Details
-
Bug
-
Status: Closed
-
Major
-
Resolution: Fixed
-
2.0, 2.1, 2.2, 2.3
-
None
Description
We ran into this bug via a Redis library that uses a GenericKeyedObjectPool for connection pooling. We found that over the course of several days, the connections available to our application were dwindling.
Some relevant configuration:
testWhileIdle: false
numTestsPerEvictionRun: -1
minEvictableIdleTimeMillis: 60000
timeBetweenEvictionRunsMillis: 30000
maxTotalPerKey 400
maxIdlePerKey 400
(In a more minimal repro case I developed later, the problem happens much faster if minEvictableIdleTimeMillis and timeBetweenEvictionRunsMillis are reduced greatly, even down to 1.)
We discovered that this is what happens (looking at 2.3 code, but the problem occurred with 2.2 and 2.3):
- In evict(), there is a variable idleObjects which starts as null
- The branch where idleObjects is set is not necessarily taken
- The null idleObjects is passed to underTest.endEvictionTest(idleObjects)

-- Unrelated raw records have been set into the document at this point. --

Issue #48, opened 2010-06-25
TypeError: Result of expression 'href.match(/(?:^|\/)([-\w]+)\.[a-z]+$/i)' [null] is not an object.


gfarrell:
I'm getting the following error in Chrome/Safari and Firefox:

Uncaught TypeError: Cannot read property '1' of null (Chrome)
TypeError: Result of expression 'href.match(/(?:^|\/)([-\w]+).[a-z]+$/i)' [null] is not an object. (Safari)
href.match(/(?:^|\/)([-\w]+).[a-z]+$/i) is null (Firefox)

These all relate to line 2185:
var id = 'less:' + (sheet.title || href.match(/(?:^|\/)([-\w]+).[a-z]+$/i)[1]);

PR #2251, opened 2014-10-26
fix rootpath without / at the end handling

lejenome:
less does not handle pathroot option without "/" at the end
e.g, ```data-rootpath=".."``` or ```-rp=..``` with this code
```css
backgroud-image: url("imgs/pic.png")
```
will outputs:
```css
backgroud-image: url("..imgs/pic.png")
```
instead of
```css
backgroud-image: url("../imgs/pic.png")
```
**NOTE:** I'm not sure if others options need this check too (e.g: --source-map-rootpath,...)

### DIFF
--- a/lib/less/render.js
+++ b/lib/less/render.js
@@ -45,6 +45,9 @@ module.exports = function(environment, ParseTree, ImportManager) {
                 };
             }
 
+            if (rootFileInfo.rootpath && rootFileInfo.rootpath.slice(-1) !== "/")
+                rootFileInfo.rootpath += "/";
+
             var imports = new ImportManager(context, rootFileInfo);
             var parser = new Parser(context, imports, rootFileInfo);
 


lukeapage:
@seven-phases-max @jonschlinkert  @matthew-dean
I think I need some other opinions on this to decide whether to merge or close. I'm closer to merging, but am concerned if it breaks someones setup.
Another alternative is to move the code to lessc so it only effects cli.

seven-phases-max:
I think it's OK to merge it. Folder name concatenation looks to be pretty unusual thing to care of.

jonschlinkert:
We had the same exact issue with Assemble with the 'assets' variable. IMO it's a bad idea. The premise of the pr is flawed, specifically because the use case demonstrates a bad practice. In scenarios like this the user should always add a trailing slash to directories. Not just two dots - eg for reasons demonstrated by the op. It's not perfect, but it's the least likely option to backfire. If you add the slash for users you will just be trading issues

matthew-dean:
Hmm.... different languages treat "paths" and path declarations differently. @jonschlinkert you swayed me for a bit because I too would expect it to be written ```../```, but that said, I can't think of any valid use case in which ```../``` and ```..``` are not effectively equal here. We call the property "rootpath," not "pathprefix", therefore the value given is a representation of a path. i.e. 'path/path' + 'foo/bar.jpg' = 'path/path/foo/bar.jpg'. If someone has been using that to output "pathfoo" as a directory name, then that's just goddamn crazy.

:+1:

matthew-dean:
*Note: "Goddamn crazy" means "not the intended result for this feature"*

jonschlinkert:
> I can't think of any valid use case in which ../ and .. are not effectively equal here.

I can :) you just made the point again (by accident)

> 'path/path' + 'foo/bar.jpg' = 'path/path/foo/bar.jpg'

No, that equals `path/pathfoo/bar.jpg`. You're saying that "with magic that one would only know about after the fact or by reading this issue or the docs, then the expected result would be `path/path/foo/bar.jpg`." 

The problem is that the user is defining a string, which means it should be literal. To get the result your describing I would expect to use a method - something like `path.join()`. 

I'm just trying to tell you that we already went through this same exact problem with Assemble, and there were people who made the same arguments you did, but real-world experience proved that, IMHO, it's a bad idea to do this. 

Related:

 - https://github.com/assemble/assemble/pull/302
 - https://github.com/assemble/assemble/pull/171
 - https://github.com/assemble/assemble/issues/139
 - https://github.com/assemble/assemble/pull/68

There are more, but these were the easiest to find.

matthew-dean:
> To get the result your describing I would expect to use a method - something like path.join().

That's right. We should be using logic like path.join(). 

I didn't make an accident there. I know what that result would be in JavaScript. I'm talking about what a SMART result should be. So what I meant was, if we treat it like a string that we simply prepend, that's silly, and Less is smarter about URLs elsewhere. It's not a generic string, it's a known entity: a path.

In those issues for assemble, @doowb notes: "in issue #48 we removed the trailing slash from the assets variable so we could write the paths like {{assets}}/scripts/app.js instead of {{assets}}scripts/app.js"

The thing is, you could have written the paths like that anyway. Making that change would create more of an issue, because beforehand ```../whatever.com//scripts/app.js``` was a valid path, but afterwards ```../whatever.comscripts/app.js``` is not. Try it: https://github.com/assemble///////////assemble//////////pull////////////302

Of course, it would be trivial to filter the resulting URL for extra slashes in Less. It's more difficult in your use case because you're doing a simple mustache string replacement, in which the resulting value (URL) is not known by the interpreter (at least the way that's set up).

TL;DR version -> More slashes ==  no errors (in almost all cases). Fewer slashes == critical errors. Two paths being joined need a slash between them. Unless someone can come up with a valid use case for concatenating a directory name, it seems like an easy call.

seven-phases-max:
Just in case, if one needs "folder name concatenation" she still has her `background-image: url("@{var}less/file.jpg");`. So, indeed, using `rootpath` as `urlprefix` is probably not something we would consider as intended initially :)

lukeapage:
Its a feature we could always roll back if we get complaints..

jonschlinkert:
Damn, I was too slow lol. Anyway, I'll still put this here for future reference... 

> In those issues for assemble,

I hear ya, but like I said we went through this already. The issues I linked to are a history of the back-and-forth decisions we made based on what seems to make the most sense at the time. e.g. I now know how we should have done it. and it seems to me that the issue with assemble was virtually identical. thus, why would the same problems not manifest hear, and why would I even care enough to make the point if I hadn't learned otherwise?

> The thing is, you could have written the paths like that anyway...

Actually, no, we couldn't. This naive understanding of the issue is what made this issue a PITA to explain with assemble too (over and over again). Paths can have other characters besides slashes, like leading dots. There are a number of other cases, but dots alone throw your argument out the window. You can't just give a couple of examples and assume those are good enough to support your argument with something like this.

I'm not the authority on paths by any means, but I have a lot of experience parsing paths I do want to make sure I at least try to ward off the same issues I've already gone through. 

here are some related libs I've created if it helps:

- https://github.com/jonschlinkert/micromatch
- https://github.com/jonschlinkert/relative
- https://github.com/jonschlinkert/equivalent
- https://github.com/jonschlinkert/is-absolute
- https://github.com/jonschlinkert/is-relative
- https://github.com/jonschlinkert/parse-filepath
- https://github.com/jonschlinkert/ext-ext
- https://github.com/jonschlinkert/gulp-dest
- https://github.com/jonschlinkert/gulp-extname
- https://github.com/jonschlinkert/match-extension
- https://github.com/jonschlinkert/lookup-path
- https://github.com/jonschlinkert/normalize-path
- https://github.com/jonschlinkert/path-ends-with
- https://github.com/jonschlinkert/path-segments
- https://github.com/jonschlinkert/relative-dest
- https://github.com/jonschlinkert/rename-path
- https://github.com/jonschlinkert/resolve-dep
- https://github.com/jonschlinkert/rewrite-ext
- https://github.com/jonschlinkert/map-files
- https://github.com/jonschlinkert/export-files

lukeapage:
Too slow? Anyway it seems youre outvoted?
i still dont care much either way.

jonschlinkert:
e.g. I was too slow in responding before you merged. I wasn't casting a
vote, I was telling you why the premise is flawed.  you can of course do
what you want with that

On Fri, Jan 16, 2015 at 9:42 AM, Luke Page <notifications@github.com> wrote:

> Too slow? Anyway it seems youre outvoted?
> i still dont care much either way.
>
> —
> Reply to this email directly or view it on GitHub
> <https://github.com/less/less.js/pull/2251#issuecomment-70262573>.
>



-- 

Jon Schlinkert
Core Team, LESS/Less.js
CEO, Sellside, Inc.
(513) 616-4335

github.com/jonschlinkert
linkedin.com/in/jonschlinkert <http://www.linkedin.com/in/jonschlinkert>
twitter.com/jonschlinkert <http://www.twitter.com/jonschlinkert>

lukeapage:
Its not merged yet..

matthew-dean:
It still looks like no one has submitted a real-world use case where this would cause a problem in Less, with this particular feature. It's probably a lot of energy to debate such a small feature. Correct me if I'm wrong, @lukeapage, but a url like ```url(/less/file.jpg)``` wouldn't get the root path, right? Since it's an absolute path? So then the root path always has to have a trailing slash. If no slash, add slash. Is that basically it?

lukeapage:
You are right i think, that would be treated absolute.

matthew-dean:
Cool, then it seems pretty safe.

- If the object underTest had previously been borrowed and was thus set to the EVICTION_RETURN_TO_HEAD state, then endEvictionTest throws a NPE
- By default this is silently swallowed and the evictor continues on
- Now the object that had been underTest is set to state IDLE, but is not in the pool's idleObjects list, so it is lost
If it would help, I can clean up my repro program and attach that, but it is written in Clojure, not Java. I can also try to write a Java repro but I might not have time to do that for a little while.
This bug can be avoided by disabling the evictor. That doesn't help us, though, because we rely on background eviction to avoid running into server-side connection timeouts.